• What you have to do: Could you retype all of the data below exactly as given?

• Listed entries:
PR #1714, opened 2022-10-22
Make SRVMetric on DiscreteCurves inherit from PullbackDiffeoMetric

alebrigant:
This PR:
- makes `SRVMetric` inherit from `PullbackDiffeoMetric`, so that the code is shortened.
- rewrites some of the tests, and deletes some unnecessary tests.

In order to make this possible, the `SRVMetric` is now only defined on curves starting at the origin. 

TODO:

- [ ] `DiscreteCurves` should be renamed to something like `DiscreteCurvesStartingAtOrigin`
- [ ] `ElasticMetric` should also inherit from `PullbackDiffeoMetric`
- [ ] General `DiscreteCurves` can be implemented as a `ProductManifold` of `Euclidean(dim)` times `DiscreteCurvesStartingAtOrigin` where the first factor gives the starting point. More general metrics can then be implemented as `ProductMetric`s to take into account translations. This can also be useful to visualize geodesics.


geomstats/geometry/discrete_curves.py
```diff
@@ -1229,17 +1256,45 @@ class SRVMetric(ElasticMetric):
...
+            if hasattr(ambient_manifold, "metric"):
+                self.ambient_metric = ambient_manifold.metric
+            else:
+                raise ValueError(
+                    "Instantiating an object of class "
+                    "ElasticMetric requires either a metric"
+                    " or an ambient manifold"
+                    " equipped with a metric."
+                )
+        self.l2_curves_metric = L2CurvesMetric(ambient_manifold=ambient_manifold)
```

• Response to this exercise:
PR #1714, opened 2022-10-22
Make SRVMetric on DiscreteCurves inherit from PullbackDiffeoMetric

alebrigant:
This PR:
- makes `SRVMetric` inherit from `PullbackDiffeoMetric`, so that the code is shortened.
- rewrites some of the tests, and deletes some unnecessary tests.

In order to make this possible, the `SRVMetric` is now only defined on curves starting at the origin. 

TODO:

- [ ] `DiscreteCurves` should be renamed to something like `DiscreteCurvesStartingAtOrigin`
- [ ] `ElasticMetric` should also inherit from `PullbackDiffeoMetric`
- [ ] General `DiscreteCurves` can be implemented as a `ProductManifold` of `Euclidean(dim)` times `DiscreteCurvesStartingAtOrigin` where the first factor gives the starting point. More general metrics can then be implemented as `ProductMetric`s to take into account translations. This can also be useful to visualize geodesics.


geomstats/geometry/discrete_curves.py
```diff
@@ -1229,17 +1256,45 @@ class SRVMetric(ElasticMetric):
...
+            if hasattr(ambient_manifold, "metric"):
+                self.ambient_metric = ambient_manifold.metric
+            else:
+                raise ValueError(
+                    "Instantiating an object of class "
+                    "ElasticMetric requires either a metric"
+                    " or an ambient manifold"
+                    " equipped with a metric."
+                )
+        self.l2_curves_metric = L2CurvesMetric(ambient_manifold=ambient_manifold)
```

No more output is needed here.